RECORDS FOR THE EXERCISE:

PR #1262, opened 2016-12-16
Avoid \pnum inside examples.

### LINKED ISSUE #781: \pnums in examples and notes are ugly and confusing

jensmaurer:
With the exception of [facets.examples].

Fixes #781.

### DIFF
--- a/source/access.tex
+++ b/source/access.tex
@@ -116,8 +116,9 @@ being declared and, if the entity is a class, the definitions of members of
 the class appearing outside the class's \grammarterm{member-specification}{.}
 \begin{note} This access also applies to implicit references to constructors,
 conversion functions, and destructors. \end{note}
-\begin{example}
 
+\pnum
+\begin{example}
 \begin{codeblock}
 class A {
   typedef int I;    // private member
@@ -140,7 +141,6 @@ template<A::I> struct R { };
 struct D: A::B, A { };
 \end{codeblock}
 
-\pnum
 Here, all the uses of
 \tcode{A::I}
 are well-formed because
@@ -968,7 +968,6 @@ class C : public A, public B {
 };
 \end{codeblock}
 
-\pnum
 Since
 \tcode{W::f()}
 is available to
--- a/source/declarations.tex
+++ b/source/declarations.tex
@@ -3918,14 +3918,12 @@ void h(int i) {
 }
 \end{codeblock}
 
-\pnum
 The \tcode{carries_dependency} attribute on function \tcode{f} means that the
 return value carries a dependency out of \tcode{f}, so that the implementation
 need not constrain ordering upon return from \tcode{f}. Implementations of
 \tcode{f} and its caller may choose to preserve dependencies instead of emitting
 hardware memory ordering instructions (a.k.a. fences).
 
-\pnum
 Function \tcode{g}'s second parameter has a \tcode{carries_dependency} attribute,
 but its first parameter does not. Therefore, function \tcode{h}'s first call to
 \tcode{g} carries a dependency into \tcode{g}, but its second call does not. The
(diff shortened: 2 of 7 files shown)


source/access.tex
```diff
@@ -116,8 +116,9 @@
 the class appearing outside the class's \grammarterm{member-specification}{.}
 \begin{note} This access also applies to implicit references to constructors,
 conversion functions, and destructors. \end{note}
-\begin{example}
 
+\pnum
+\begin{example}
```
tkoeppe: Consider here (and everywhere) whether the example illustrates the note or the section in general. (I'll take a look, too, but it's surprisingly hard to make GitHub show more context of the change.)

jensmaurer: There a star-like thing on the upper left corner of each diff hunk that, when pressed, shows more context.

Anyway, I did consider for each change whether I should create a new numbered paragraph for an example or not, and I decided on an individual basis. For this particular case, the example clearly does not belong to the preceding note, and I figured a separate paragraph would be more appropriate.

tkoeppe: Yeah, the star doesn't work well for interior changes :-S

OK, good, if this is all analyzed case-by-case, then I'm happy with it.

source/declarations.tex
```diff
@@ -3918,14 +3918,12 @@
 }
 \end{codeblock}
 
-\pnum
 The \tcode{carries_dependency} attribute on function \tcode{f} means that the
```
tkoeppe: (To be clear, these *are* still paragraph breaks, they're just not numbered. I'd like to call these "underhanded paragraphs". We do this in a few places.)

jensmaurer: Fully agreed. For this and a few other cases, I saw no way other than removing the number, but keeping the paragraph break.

ACTIVITY: Please reproduce the lines from the line with "Anyway, I did" to the line with "tkoeppe: Yeah, the", both ends included, exactly as they appear above.

WRITTEN ANSWER:
Anyway, I did consider for each change whether I should create a new numbered paragraph for an example or not, and I decided on an individual basis. For this particular case, the example clearly does not belong to the preceding note, and I figured a separate paragraph would be more appropriate.

tkoeppe: Yeah, the star doesn't work well for interior changes :-S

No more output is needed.